# Wann passt eine Radhose



## dertiger (8. Juli 2007)

Hallo
Kaufe gerad meine erste kurze Radhose.
Habe ein paar davon bestellt und probiere sie an. Ich weiß aber leider nicht so genau, wann sie passen.
Die eine (Pearl Izumi Attack in L) ist mir beispielsweise eher eng, dafür ist das Sitzpolster auch nicht zu groß und rutscht auch nicht rum und steht auch nicht hinten ab.
Die andere eine Protective (XL) ist bequemer, dafür ist das Polster etwas zu groß.
Mich würde interessieren, wie eng man eine Radhose kauft. Muß sie beim normalen gehen leicht unbequem eng sein? Muß das Sitzpolster sehr eng sein. Bei mancher Hose stand das Polster hinten so 1 cm ab. Ist das arg schlimm?


----------



## tronic74 (8. Juli 2007)

Ähm, also eine Radhose sollte anliegend sitzen.
So wie eine Badehose.
Versuchs mal mit der gleichen Größe wie mit Deiner Unterhose.


----------



## MTB-News.de




----------



## FeierFox (8. Juli 2007)

Da hilft nur anprobieren, die Dinger fallen von Hersteller zu Hersteller teilw. extrem anders aus. Sie muss halt einfach sitzen, das merkt man schon, wenns irgendwo schlackert ists nicht richtig und wenns was einschnürt auch nicht.


----------



## x-rossi (8. Juli 2007)

vergiss die größenangaben.

ich trage pearl izumi in l und brauche sugoi in xl (und auch das ist schon grenzwertig eng).

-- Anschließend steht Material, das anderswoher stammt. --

Issue #516, opened 2018-01-31
Definition of "is an array index" makes "-0" an array index


foolip:
https://heycam.github.io/webidl/#dfn-array-index-property-name

This links to https://tc39.github.io/ecma262/#sec-canonicalnumericindexstring which special-cases "-0".

This problem was introduced with https://github.com/heycam/webidl/pull/427, the previous definition was OK:
https://web.archive.org/web/20170903233050/heycam.github.io/webidl/#dfn-array-index-property-name

If the current definition were used, it would mean that `document.all["-0"]` should behave like `document.all["0"]`, which it doesn't as implemented.

foolip:
@TimothyGu can you take a look?

TimothyGu:
I'm inclined to just say "If *P* is an array index" as ES does it, but since that's not preferred here just adding a `"-0"` as an early return is fine.

annevk:
Well, this affects more than just `document.all`, right? I think we very much want the Ecma array index definition for other indexed getters...

foolip:
Yes, it affects more things, and I don't think @TimothyGu was suggested a `document.all`-specific workaround.

PR #517, opened 2018-01-31
Disallow -0 in algorithm for checking array index

TimothyGu:
Fixes: #516 

CC @foolip

### DIFF
--- a/index.bs
+++ b/index.bs
@@ -181,6 +181,7 @@ urlPrefix: https://tc39.github.io/ecma262/; spec: ECMA-262
         text: error objects; for: ECMAScript; url: sec-error-objects
         text: function object; url: function-object
         text: immutable prototype exotic object; url: sec-immutable-prototype-exotic-objects
+        text: integer index; url: integer-index
         url: sec-object-internal-methods-and-internal-slots
             text: internal method
             text: internal slot
@@ -12625,6 +12626,10 @@ internal method as follows.
     applied:
 
     1.  If <a abstract-op>Type</a>(|P|) is not String, then return <emu-val>false</emu-val>.
+    1.  If |P| is "<code>-0</code>", then return <emu-val>false</emu-val>.
+
+        Note: <a abstract-op>CanonicalNumericIndexString</a> allows "<code>-0</code>" as a special
+        case, even though it is not an [=integer index=] or by extension an [=array index=].
     1.  Let |index| be [=!=] <a abstract-op>CanonicalNumericIndexString</a>(|P|).
     1.  If |index| is <emu-val>undefined</emu-val>, then return <emu-val>false</emu-val>.
     1.  If |index| is less than 0 or is greater than or equal to 2<sup>32</sup> − 1, then return


index.bs
```diff
@@ -12625,6 +12626,10 @@ internal method as follows.
     applied:
 
     1.  If <a abstract-op>Type</a>(|P|) is not String, then return <emu-val>false</emu-val>.
+    1.  If |P| is "<code>-0</code>", then return <emu-val>false</emu-val>.
+
+        Note: <a abstract-op>CanonicalNumericIndexString</a> allows "<code>-0</code>" as a special
+        case, even though it is not an [=integer index=] or by extension an [=array index=].
```
annevk: If this indeed matches implementations, wouldn't it be cleaner to return false if index is -0 after the following step?

foolip:
I have tests for the implications fo `document.all` in https://chromium-review.googlesource.com/c/chromium/src/+/880621. They already pass in Safari, and will pass in Chrome with those changes.

annevk:
FWIW, `w(document.querySelectorAll("body")["-0"])` (unlike `w(document.querySelectorAll("body")[-0])`) indeed returns undefined so this is indeed a bug.

I wonder how many other algorithms have subtle -0 issues...

index.bs
foolip: The implementation for this in Chromium:
https://chromium.googlesource.com/v8/v8.git/+/842d424d99060375bf4a8b6fdfd2a0177e4c0477/src/api.cc#4128
https://chromium.googlesource.com/v8/v8.git/+/842d424d99060375bf4a8b6fdfd2a0177e4c0477/src/utils-inl.h#35

So no special handling of "-0" there because the code uses unsigned integers. ES uses ToNumber where negative zero is possible, so whatever this says won't be a close match.

tobie:
Wouldn't just changing step 4 from:

```
If |index| is less than 0 or is greater than or equal to 2<sup>32</sup> − 1, then return false .

```
to:

```
If |index| is not in the range +0 ≤ |index| < 2<sup>32</sup> − 1, then return false.
```

Maybe we could also mention -0 in the note right below, or just say that the range corresponds to the range of supported array indices in ECMAscript.

foolip:
With a note saying that it's supposed to be equivalent to https://tc39.github.io/ecma262/#array-index anything would do, but using just the ≤ operator in the normative definition seems wrong. Whether operating on IEEE doubles or real numbers, positive zero equals negative zero. So it's not possible to write that expression out as-is in code or in mathematics and have -0  not be in the range.

annevk:
Hopefully this will all be a bit clearer once https://github.com/whatwg/infra/issues/87 is solved.

tobie:
> but using just the ≤ operator in the normative definition seems wrong.

Yeah, I tend to agree, but as I lifted that off of the ES spec I get to blame someone else. :D

foolip:
Who can make a decision on this? Anything WFM.

tobie:
A bunch of suggestions were made to improve the initial PR. I'll make a last one: replace step 5 with the following:

```
1.  If |index| is not an [=array index=], then return false.
```

and fix or remove the related note.

tobie:
Realized how tautological my previous comment was. Pushed some changes to @TimothyGu's branch. Fixed the issue that we weren't filtering out non integers before.

@foolip can you give the latest a look?

index.bs
```diff
@@ -12627,11 +12628,12 @@ internal method as follows.
...
-        <emu-val>false</emu-val>.
-
-          Note: 2<sup>32</sup> − 1 is the maximum array length allowed by ECMAScript.
-
+    1.  If <a abstract-op>IsInteger</a>(|index|) is <emu-val>false</emu-val>,
+        then return <emu-val>false</emu-val>.
+    1.  If |index| is -0, then return <emu-val>false</emu-val>.
+    1.  If |index| is smaller than 0, then return <emu-val>false</emu-val>.
+    1.  If |index| is greater than or equal to 2<sup>32</sup> − 1,
+        then return <emu-val>false</emu-val>.
```
TimothyGu: I would use < and ≥, just to make things a bit more obvious. If you prefer English over mathematical symbols, s/smaller than/less than/.

Also I'd like to keep the note:

> Note: 2<sup>32</sup> − 1 is the maximum array length allowed by ECMAScript.

tobie: I was hesitant about removing the note, but if it's not just me, then I'll keep it around.

tobie:
Yay, thanks. Writing the test and merging this.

dann gibts noch einen anderen hersteller, bei dem muss ich xxl nehmen.

-

vom tragegefühl sollten sich deine klamotten eng, aber nicht einengend anfühlen.


----------



## dertiger (8. Juli 2007)

Die eine Hose ist schon sehr eng und da frage ich mich da ich vor dem Kauf halt keine Stundentouren mit machen kann ob das normal ist, das sie einem beim Gehen so leicht einschnürt und an den Beininnenseiten sehr eng ist.
Ein zu großes Sitzpolster scheint ja nach allem was man hört das größte Problem bei den Hosen zu sein, deshalb vielleicht lieber leicht eng?
Scheuert ein zu großes Sitzpolster bei längeren Touren tatsächlich?


----------



## x-rossi (8. Juli 2007)

du musst einen hersteller finden, der deiner anatomie am nächsten kommt.

die hose darf nichts abschnüren. sie soll eng anliegen, nicht flattern, falten werfen oder rutschen.

angenehm eng soll sie sein. und ein sitzpolster haben, welches deiner anatomie entspricht.

ausprobieren.


----------



## Spoilsport (9. Juli 2007)

dertiger schrieb:


> da frage ich mich da ich vor dem Kauf halt keine Stundentouren mit machen kann ob das normal ist, das sie einem beim Gehen so leicht einschnürt



Hoi Tiger,

viele Hersteller schneidern ihre Hosen so, dass sie in der gebückten Haltung auf dem Bike optimal passen. Assos z.B. 
Wenn die dann beim normalen Gehen kneift, darf sie das ruhig, denn dazu ist sie nicht gemacht.

Gruß

Spoil


----------



## dertiger (19. Juli 2007)

Also ich habe zwei Pearl Izumi Attack Shorts da. L und XL. Bei der L sitzt das Polster sehr eng, ist sobald ich stehe schon unbequem, im Sitzen geht es eigentlich. Wie das nach längerer Fahrzeit wird, weiß ich halt nicht.
Bei der XL, die mir generell bequemer erscheint, steht hinten das Polster ab, wenn ich auf dem Sattel sitze. Man kann da gewissermaßen reingreifen. Ob das weiter schlimm ist, weiß ich nicht. Kann mir da einer sagen ob das Schlimmer ist?


----------



## Mountain77 (20. Juli 2007)

wieviel Geld willst Du eigentlich investieren? Internetkauf ist nicht unbedingt günstiger...gerade bei einem Fehlkauf.  Hast Du einen fähigen Radhändler in deiner Gegend? laß dich beraten, probier verschiedene Hosen an und investier lieber ein paar Euro mehr für deine erste Hose. Ist einfach meine Erfahrung, ich hatte einfach wenig Glück mit Rad-Klamotten kaufen im Netz.

Gruß M.


----------



## baum77 (20. Juli 2007)

dertiger schrieb:


> Also ich habe zwei Pearl Izumi Attack Shorts da. L und XL. Bei der L sitzt das Polster sehr eng, ist sobald ich stehe schon unbequem, im Sitzen geht es eigentlich. Wie das nach längerer Fahrzeit wird, weiß ich halt nicht.
> Bei der XL, die mir generell bequemer erscheint, steht hinten das Polster ab, wenn ich auf dem Sattel sitze. Man kann da gewissermaßen reingreifen. Ob das weiter schlimm ist, weiß ich nicht. Kann mir da einer sagen ob das Schlimmer ist?


Radhosen sind zum radeln da. Gerade Trägerhosen müssen im stehen eigentlich alles recht stramm halten.

Allerdings musst DU DICH wohlfühlen. Ich nehm die Hosen lieber nen takken enger als zu weit.


----------



## Scale_70 (20. Juli 2007)

Spätestens, wenn du dir (nehme an, du bist männlich) den Sack abschnürst, passt sie nicht mehr. Du wirst schon merken, ob sie passt.


----------



## MTB-News.de




----------



## aclumb (21. Juli 2007)

Wie ist eure Erfarung mit dem Dehnen einer neuen Hose. Ich habe auch grade eine Pearl Izumi hier (siehe Verkauf), sie sitzt stramm, die L war zu groß am Oberschenkel. Wird sich die M noch dehnen und damit dann bequemer werden? Wie lange fahrt ihr eure Hosen? Meine letzte, eine Nike Us Postal, habe ich schon 4-5 Jahre, deshalb jetzt die Suche nach etwas neuem.


----------